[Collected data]

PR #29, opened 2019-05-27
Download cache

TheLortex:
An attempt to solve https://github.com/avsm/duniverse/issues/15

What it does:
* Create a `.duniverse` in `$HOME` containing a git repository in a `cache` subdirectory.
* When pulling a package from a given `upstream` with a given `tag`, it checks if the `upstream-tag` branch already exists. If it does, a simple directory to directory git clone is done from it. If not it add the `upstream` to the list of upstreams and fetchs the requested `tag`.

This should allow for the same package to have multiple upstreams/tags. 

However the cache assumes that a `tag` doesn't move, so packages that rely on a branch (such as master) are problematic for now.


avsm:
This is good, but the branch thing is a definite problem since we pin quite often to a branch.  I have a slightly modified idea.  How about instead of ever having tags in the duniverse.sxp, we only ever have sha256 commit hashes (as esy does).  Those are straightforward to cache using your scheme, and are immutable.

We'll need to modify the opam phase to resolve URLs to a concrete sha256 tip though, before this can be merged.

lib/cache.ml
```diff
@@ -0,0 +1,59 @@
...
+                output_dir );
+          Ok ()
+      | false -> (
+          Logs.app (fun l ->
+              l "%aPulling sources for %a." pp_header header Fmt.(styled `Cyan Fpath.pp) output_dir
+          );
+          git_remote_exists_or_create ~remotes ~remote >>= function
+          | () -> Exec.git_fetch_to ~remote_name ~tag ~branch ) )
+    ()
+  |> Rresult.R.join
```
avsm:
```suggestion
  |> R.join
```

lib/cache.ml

> Task instructions: All the records are to be transcribed exactly, with no line missing.

> Result for this task:
PR #29, opened 2019-05-27
Download cache

TheLortex:
An attempt to solve https://github.com/avsm/duniverse/issues/15

What it does:
* Create a `.duniverse` in `$HOME` containing a git repository in a `cache` subdirectory.
* When pulling a package from a given `upstream` with a given `tag`, it checks if the `upstream-tag` branch already exists. If it does, a simple directory to directory git clone is done from it. If not it add the `upstream` to the list of upstreams and fetchs the requested `tag`.

This should allow for the same package to have multiple upstreams/tags. 

However the cache assumes that a `tag` doesn't move, so packages that rely on a branch (such as master) are problematic for now.


avsm:
This is good, but the branch thing is a definite problem since we pin quite often to a branch.  I have a slightly modified idea.  How about instead of ever having tags in the duniverse.sxp, we only ever have sha256 commit hashes (as esy does).  Those are straightforward to cache using your scheme, and are immutable.

We'll need to modify the opam phase to resolve URLs to a concrete sha256 tip though, before this can be merged.

lib/cache.ml
```diff
@@ -0,0 +1,59 @@
...
+                output_dir );
+          Ok ()
+      | false -> (
+          Logs.app (fun l ->
+              l "%aPulling sources for %a." pp_header header Fmt.(styled `Cyan Fpath.pp) output_dir
+          );
+          git_remote_exists_or_create ~remotes ~remote >>= function
+          | () -> Exec.git_fetch_to ~remote_name ~tag ~branch ) )
+    ()
+  |> Rresult.R.join
```
avsm:
```suggestion
  |> R.join
```

lib/cache.ml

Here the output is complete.